Excretion of metabolites in urine and faeces from rats dosed with the heterocyclic amine, 2-amino-9 H-pyrido[2,3- b]indole (AαC)

Abstract

2-amino-9 H-pyrido[2,3- b]indole (AαC) is a mutagenic and carcinogenic heterocyclic amine formed during ordinary cooking. In model systems AαC can be formed by pyrolysing either tryptophan or proteins of animal or vegetable origin. In the present study, the in vivo metabolism of AαC in rats was investigated. Rats were dosed with tritium labelled AαC. Urine and faeces were collected over three days. The metabolites of AαC were characterised by HPLC-MS and quantified by liquid scintillation counting.

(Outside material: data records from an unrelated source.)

PR #1325, opened 2025-06-13
fix: Make type visitor pass ArrayType on case.

user-L9b40P:
Allow for type visitors to have access to the underlying `ArrayType` instance on `caseArrayType` case.

As requested in this question [here](https://github.com/soot-oss/SootUp/discussions/1199#discussion-8064956) it would be useful for accessing type information when building a method descriptor.


swissiety (approved):
@dload0 thx for your contribution!

swissiety:
merge in another PR

PR #1328, opened 2025-06-21
replace jgrapht with graph4j in PAG and CallGraph

### LINKED ISSUE #1316: [Feature]: replace the backing graph library of TypeHierarchy and CallGraph by a more performant choice
JGraphT seeems to be quite slow - see https://arxiv.org/pdf/2308.09920

https://central.sonatype.com/artifact/org.graph4j/graph4j

sahilagichani14:


sootup.callgraph/src/main/java/sootup/callgraph/GraphBasedCallGraph.java
```diff
@@ -75,15 +79,15 @@ protected GraphBasedCallGraph(
...
+    Vertex v = new Vertex(calledMethod, vertexIdCounter++);
     addMethod(calledMethod, v);
   }
 
   protected void addMethod(@NonNull MethodSignature calledMethod, Vertex vertex) {
     if (containsMethod(calledMethod)) {
       return;
     }
-    graph.addVertex(vertex);
+    graph.addLabeledVertex(vertex);
```
swissiety: correct me if I'm wrong - but can't we pass in the MethodSignature itself? so we don't even need the Vertex class, anymore.

swissiety (approved):

sootup.callgraph/src/main/java/sootup/callgraph/GraphBasedCallGraph.java
sahilagichani14: Hey, to add custom classes, we can either add an int (id for each vertex) and a label (Vertex class). Another option was to have 2 HashMaps to map IDs with method signatures, as I couldn't find an API to get a Mapping between vertex ID and label.

sahilagichani14: @swissiety, one question though, for the graph4J lib, it supports only int/primitive types for edges and vertices. Therefore, if I map the method signature with a unique int, it wouldn't be a good approach and might even exceed the int max value. I just want to ask before switching to a different library.

Also, the tests that fail in the pipeline are green locally, idk whats wrong in the pipeline?

swissiety:
I think would make sense to me to make use of a custom datastructure. We don't really benefit (quite the contrary: performance wise we sometimes iterate over all saved/joined neighbouring edges of a vertice-> O(neighbors) to find a single extends) from a general graph datastructure as we are basically just storing multiple trees within the same graph which has the same vertices in common.

swissiety:
@sahilagichani14 maybe it makes sense to extend existing graph4j structures to store those trees? especially making use of storing primitive integer values representing the vertices like graph4j does so that we can later on implement an efficient version of LCA (used in type inference) without the need for additional mappings etc - for lca see https://www.baeldung.com/cs/tree-lowest-common-ancestor

swissiety:
@Sahil lets merge this branch: i.e. please revert the failing changes from the typehierarchy - lets tackle that in another PR

JonasKlauke:
The graph is not optimized and implemented to support Pseudograph.
The API does not support to return multiple edges betwenn the same vertexes.
Additonally, jgrapht has a bigger community. Graph4J is run by 2 developers.
I'm not sure if we should change. 
I think the overhead that is caused to use graph4j with multiple edges is bigger than the gain.
I would say we shoudl put this PR as not planned

JonasKlauke (changes requested):
multi edges support needed in graph4j

PR #1331, opened 2025-06-24
Fix cite of the repository

JonasKlauke:


swissiety (approved):

swissiety:
it seems we need a json validation workflow on the citation file?! :laughing:

PR #1332, opened 2025-06-25
FixJars Test Fixed

### LINKED ISSUE #1321: [Feature]: please handle test random jars from differently
### Missing Feature

its quite annoying to commit etc. after testing locally when FixJars.java gets replaced/created all the time

palaniappan1:
only if there are any failed test information it will be written to a test file


palaniappan1:
#1321

sootup.java.bytecode.frontend/src/test/java/sootup/java/bytecode/frontend/inputlocation/TestWriter.java
```diff
@@ -47,7 +47,12 @@ public String getMethodString(String jarDownloadUrl, String methodSignature) {
 
   public String getTestContent() {
     StringBuilder content = new StringBuilder(templateStart);
-    for (JarFailureRecord record : getRecords()) {
+    List<JarFailureRecord> records = getRecords();
+    if (records.isEmpty()) {
+      System.out.println("No failed jars information found, so nothing to write");
```
JonasKlauke: no sysout in tests. only report errors

JonasKlauke:
This tests probably also creates a FixJar file
https://github.com/soot-oss/SootUp/blob/b6f1aac5a45be1eb0264ac400bd59fdead7809e7/sootup.java.bytecode.frontend/src/test/java/sootup/java/bytecode/frontend/inputlocation/RandomJarTest.java#L29C1-L33C4

palaniappan1:
> This tests probably also creates a FixJar file https://github.com/soot-oss/SootUp/blob/b6f1aac5a45be1eb0264ac400bd59fdead7809e7/sootup.java.bytecode.frontend/src/test/java/sootup/java/bytecode/frontend/inputlocation/RandomJarTest.java#L29C1-L33C4

The if (records.isEmpty()) {} block will not let write the content to the file

JonasKlauke:
what is the test doing?
testing the file writing?
the test has no assertion

palaniappan1:
> what is the test doing? testing the file writing? the test has no assertion

When running 100 jars (in a github action), if any jar fails, we know the method signature which failed, and this test writes an testcase with the jarname, method signature and the view (this test will fail usually). So making this test pass is the work for us.

JonasKlauke:
shouldnt this whole test run in one test method?

palaniappan1:
> shouldnt this whole test run in one test method?

Yes in general it should be, but here i am trying to invoke this writetest from a github action. For some reason, i cant invoke this as a general method (it needs to be annotated with test, in order to work). Yes I completely agree that if the code is invoked from general java test/java file i would have it as a helper method, but here it was not possible (from my experiece with github actions)

JonasKlauke (approved):

PR #1333, opened 2025-06-25
Add support for var-args method calls with @PolymorphicSignature causing unmatched method signatures

### LINKED ISSUE #78: Create Backport for MethodHandle/VarHandle
We should create a backport for the MethodHandle/VarHandle feature from Soot into SootReloaded https://github.com/Sable/soot/pull/1109

### LINKED ISSUE #1266: [Feature]: Investigate varargs parameter in the call graph algorithm
### Missing Feature

The varargs parameter might not be correctly handled in the call graph algorithm.
example:
void m (Object... args)

moebarni:
issue: #1266


sootup.callgraph/src/test/java/sootup/callgraph/CallGraphTestBase.java
```diff
@@ -41,7 +42,7 @@ public abstract class CallGraphTestBase<T extends AbstractCallGraphAlgorithm> {
 
   private JavaView createViewForClassPath(String classPath) {
     List<AnalysisInputLocation> inputLocations = new ArrayList<>();
-    inputLocations.add(new DefaultRuntimeAnalysisInputLocation());
+    inputLocations.add(new DefaultRuntimeAnalysisInputLocation()); // SourceType.Application
```
moebarni: unnecessary comment -> delete

sootup.callgraph/src/main/java/sootup/callgraph/AbstractCallGraphAlgorithm.java
```diff
@@ -61,10 +63,42 @@ public abstract class AbstractCallGraphAlgorithm implements CallGraphAlgorithm {
...
+        .flatMap(javaSootClass -> javaSootClass.getMethods().stream())
+        .forEach(
+            javaSootMethod -> {
+              Iterable<AnnotationUsage> annotationUsages = javaSootMethod.getAnnotations();
+              if (annotationUsages.equals(Collections.emptyList())) {
+                return;
+              }
+              for (AnnotationUsage annotationUsage : annotationUsages) {
+                if (annotationUsage.getAnnotation().equals(polymorphicAnnotationType)) {
+                  polymorphicMethodSigs.add(javaSootMethod.getSignature());
```
JonasKlauke: add here a break to save runtime

sootup.callgraph/src/main/java/sootup/callgraph/AbstractCallGraphAlgorithm.java
```diff
@@ -61,10 +63,42 @@ public abstract class AbstractCallGraphAlgorithm implements CallGraphAlgorithm {
...
+    view.getClasses()
+        .filter(sootClass -> sootClass instanceof JavaSootClass)
+        .map(sootClass -> (JavaSootClass) sootClass)
+        .flatMap(javaSootClass -> javaSootClass.getMethods().stream())
+        .forEach(
+            javaSootMethod -> {
+              Iterable<AnnotationUsage> annotationUsages = javaSootMethod.getAnnotations();
+              if (annotationUsages.equals(Collections.emptyList())) {
+                return;
+              }
```
JonasKlauke: you dont need to do this. if it is empty the for loop is just not executed once

sootup.callgraph/src/main/java/sootup/callgraph/AbstractCallGraphAlgorithm.java
```diff
@@ -667,4 +690,30 @@ protected static Optional<? extends SootMethod> findDefaultMethod(
...
+
+  /**
+   * Attempts to resolve a previously unresolved method signature by comparing it with all known
+   * method signatures annotated with {@code @PolymorphicSignature}. If a match is found (ignoring
+   * the parameters), the corresponding SootMethod is returned.
+   *
+   * @param targetMethodSignature the signature of the searched method
+   * @return the found method object, or null if the method was not found.
+   */
+  protected Optional<? extends SootMethod> findMatchingPolymorphicMethod(
```
JonasKlauke: mmh the name is missleading maybe findMatchingVarArgsMethod

sootup.callgraph/src/main/java/sootup/callgraph/AbstractCallGraphAlgorithm.java
```diff
@@ -667,4 +690,30 @@ protected static Optional<? extends SootMethod> findDefaultMethod(
...
+      @NonNull MethodSignature targetMethodSignature) {
+    for (MethodSignature polymorphicMethodSigs : preanalysis) {
+      if (targetMethodSignature.getDeclClassType().equals(polymorphicMethodSigs.getDeclClassType())
+          && targetMethodSignature.getName().equals(polymorphicMethodSigs.getName())) {
+        // return the actualTargetMethodOpt
+        return view.getMethod(polymorphicMethodSigs).map(sootMethod -> (SootMethod) sootMethod);
```
JonasKlauke: put SootMethod directly in the list to save the lookup

sootup.callgraph/src/main/java/sootup/callgraph/RapidTypeAnalysisAlgorithm.java
```diff
@@ -96,13 +97,21 @@ protected List<ClassType> collectInstantiatedClassesInMethod(SootMethod method)
...
+                value -> {
+                  // ClassType as returnType
+                  if (value instanceof AbstractInvokeExpr && value.getType() instanceof ClassType) {
+                    return Stream.of((ClassType) value.getType());
+                    // new-expression
+                  } else if (value instanceof JNewExpr) {
+                    return Stream.of(((JNewExpr) value).getType());
+                  }
+                  return Stream.empty();
+                })
```
JonasKlauke: we are only checking for new expressions. Method calls are not considered because first you do not check if they are constructor and second because if you would check for constructors you would consider supertypes as instaniated if the constructor contains a super() call.

sootup.callgraph/src/main/java/sootup/callgraph/RapidTypeAnalysisAlgorithm.java
```diff
@@ -317,8 +330,9 @@ protected void preProcessingMethod(
     if (method == null) {
       return;
     }
-
+    System.out.println("PreProcessed Method: " + method);
```
JonasKlauke: no sout in the code

sootup.callgraph/src/main/java/sootup/callgraph/RapidTypeAnalysisAlgorithm.java
```diff
@@ -317,8 +330,9 @@ protected void preProcessingMethod(
...
     List<ClassType> newInstantiatedClasses = collectInstantiatedClassesInMethod(method);
+    System.out.println("New Instantiated Classes: " + newInstantiatedClasses);
```
JonasKlauke: same here

sootup.callgraph/src/main/java/sootup/callgraph/AbstractCallGraphAlgorithm.java
```diff
@@ -667,4 +690,30 @@ protected static Optional<? extends SootMethod> findDefaultMethod(
...
+   * the parameters), the corresponding SootMethod is returned.
+   *
+   * @param targetMethodSignature the signature of the searched method
+   * @return the found method object, or null if the method was not found.
+   */
+  protected Optional<? extends SootMethod> findMatchingPolymorphicMethod(
+      @NonNull MethodSignature targetMethodSignature) {
+    for (MethodSignature polymorphicMethodSigs : preanalysis) {
+      if (targetMethodSignature.getDeclClassType().equals(polymorphicMethodSigs.getDeclClassType())
+          && targetMethodSignature.getName().equals(polymorphicMethodSigs.getName())) {
```
JonasKlauke: two cases are not covered which me might have to investigate.
1. different parameters,
2. subclasses of classes that contain these methods

sootup.callgraph/src/main/java/sootup/callgraph/AbstractCallGraphAlgorithm.java
```diff
@@ -667,4 +690,30 @@ protected static Optional<? extends SootMethod> findDefaultMethod(
...
+   * Attempts to resolve a previously unresolved method signature by comparing it with all known
+   * method signatures annotated with {@code @PolymorphicSignature}. If a match is found (ignoring
+   * the parameters), the corresponding SootMethod is returned.
+   *
+   * @param targetMethodSignature the signature of the searched method
+   * @return the found method object, or null if the method was not found.
+   */
+  protected Optional<? extends SootMethod> findMatchingPolymorphicMethod(
+      @NonNull MethodSignature targetMethodSignature) {
+    for (MethodSignature polymorphicMethodSigs : preanalysis) {
```
JonasKlauke: we need a fast checkup that checks if it is even possible to find a varargs target.
I think we have to rethink the datastructure. we should have fast checkups with the methodname

sootup.callgraph/src/test/resources/callgraph/Polymorphic/source/MethodHandleInvokeExample1.java
```diff
@@ -0,0 +1,14 @@
...
+import java.lang.invoke.MethodType;
+
+public class MethodHandleInvokeExample1 {
+    public static void main(String[] args) throws Throwable {
+        MethodHandle handle = MethodHandles.lookup()
+                .findVirtual(String.class, "length", MethodType.methodType(int.class));
+
+        handle.invoke("Hello");
+    }
+}
```
JonasKlauke: mmh i think we can delete this test. I like Example 2 and I think both should test the same thing

sootup.callgraph/src/main/java/sootup/callgraph/AbstractCallGraphAlgorithm.java
```diff
@@ -61,10 +63,42 @@ public abstract class AbstractCallGraphAlgorithm implements CallGraphAlgorithm {
 
   @NonNull protected final View view;
   @NonNull protected final TypeHierarchy typeHierarchy;
+  @NonNull protected final List<MethodSignature> preanalysis;
```
JonasKlauke: use guavas table
this allows to map SootMethod to the method name and the class name.
If we need to differ between parameters put in a list as value type
https://www.baeldung.com/guava-table
the table also allows to get all fitting elements for a method name. if we need to find a class by using the super classes

This should allows us to have fast checkups

JonasKlauke (changes requested):

sootup.callgraph/src/main/java/sootup/callgraph/AbstractCallGraphAlgorithm.java
moebarni: Created tests.

moebarni: No subclasses of java.lang.invoke.MethodHandle/VarHandle possible, both classes have package-private constructors and all their implementations are package-private.

JonasKlauke: can you access the annotation outside of the package?

moebarni: No: 'java.lang.invoke.MethodHandle.PolymorphicSignature' is not public in 'java.lang.invoke.MethodHandle'. Cannot be accessed from outside package

sootup.callgraph/src/main/java/sootup/callgraph/AbstractCallGraphAlgorithm.java
moebarni: Changed data structure.

sootup.callgraph/src/main/java/sootup/callgraph/AbstractCallGraphAlgorithm.java
moebarni: new first check: contains the table the targetName? via table.containsRow(name)

sootup.callgraph/src/main/java/sootup/callgraph/AbstractCallGraphAlgorithm.java
moebarni: JavaSootMethod directly saved in table; later Optional.of returned

sootup.callgraph/src/main/java/sootup/callgraph/AbstractCallGraphAlgorithm.java
moebarni: Changed to directly invoking table.get(methodName, classTypeName) resulting in the corresponding VarArgsSootMethod or null; returning the Optional of the SootMethod or an empty Optional (if result is null)

JonasKlauke:
fixes also #78

sootup.callgraph/src/main/java/sootup/callgraph/RapidTypeAnalysisAlgorithm.java
moebarni: Rollback applied. New approach required to treat java.lang.invoke.MethodHandle (with its package-private constructor) as instantiated during RTA analysis.

sootup.callgraph/src/main/java/sootup/callgraph/AbstractCallGraphAlgorithm.java
```diff
@@ -61,10 +66,59 @@ public abstract class AbstractCallGraphAlgorithm implements CallGraphAlgorithm {
...
+                if (annotationUsage.getAnnotation().equals(polymorphicAnnotationType)) {
+                  ClassType classType = javaSootMethod.getDeclaringClassType();
+                  polymorphicTypeAndMethods
+                      .computeIfAbsent(classType, k -> new ArrayList<>())
+                      .add(javaSootMethod);
+                  polymorphicMethods.put(
+                      javaSootMethod.getName(), classType.getFullyQualifiedName(), javaSootMethod);
+                }
+              }
+            });
```
JonasKlauke: transfrom this to a filter

sootup.callgraph/src/main/java/sootup/callgraph/AbstractCallGraphAlgorithm.java
```diff
@@ -61,10 +66,59 @@ public abstract class AbstractCallGraphAlgorithm implements CallGraphAlgorithm {
...
+   * java.lang.invoke.MethodHandle$PolymorphicSignature}.
+   *
+   * @return a list of method signatures annotated with {@code @PolymorphicSignature}
+   */
+  protected Table<String, String, SootMethod> getMethodsWithPolymorphicAnnotation() {
+    Table<String, String, SootMethod> polymorphicMethods = HashBasedTable.create();
+    ClassType polymorphicAnnotationType =
+        view.getIdentifierFactory()
+            .getClassType("java.lang.invoke.MethodHandle$PolymorphicSignature");
+    Map<ClassType, List<JavaSootMethod>> polymorphicTypeAndMethods = new HashMap<>();
```
JonasKlauke: we dont need to save this.
Small Info: In this case a ArrayListMultimap would be easier to manage instead of a Map containing a List

sootup.callgraph/src/main/java/sootup/callgraph/AbstractCallGraphAlgorithm.java
```diff
@@ -61,10 +66,59 @@ public abstract class AbstractCallGraphAlgorithm implements CallGraphAlgorithm {
...
+      typeHierarchy
+          .subtypesOf(classType)
+          .forEach(
+              subtype -> {
+                for (JavaSootMethod javaSootMethod : javaSootMethods) {
+                  polymorphicMethods.put(
+                      javaSootMethod.getName(), classType.getFullyQualifiedName(), javaSootMethod);
+                }
+              });
+    }
```
JonasKlauke: do this in a foreach or in a flatmap + foreach

JonasKlauke (changes requested):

Conjugated metabolites were characterised by enzymatic hydrolyses with β-Glucuronidase or arylsulfatase. The data showed that the metabolic pattern of AαC was similar in all rats. About 55% of the dose was excreted in urine and faeces during 72 h and the major amount of AαC metabolites (31%) was excreted during the first 24 h. In addition to a small amount of unmetabolised AαC seven conjugated metabolites were characterised. Three minor metabolites were characterised as AαC- N 2-glucuronide and glucuronic acid conjugates of 3-OH-AαC and 6-OH-AαC. Four metabolites were all characterised as sulphuric acid conjugates and accounted for the largest amount of metabolites excreted in urine. The two major sulphuric acid conjugates were identified as AαC-3- O-sulfate and AαC-6- O-sulfate, while the minor sulphuric acid conjugates were proposed to be other O-sulfonated metabolites. In faeces only AαC was excreted and accounted for about 12% of dose during the first 24 hours. Any activated metabolites of AαC were not detected in rat urine or faeces. In future accumulation or binding of AαC to macromolecules such as DNA and proteins has to be studied.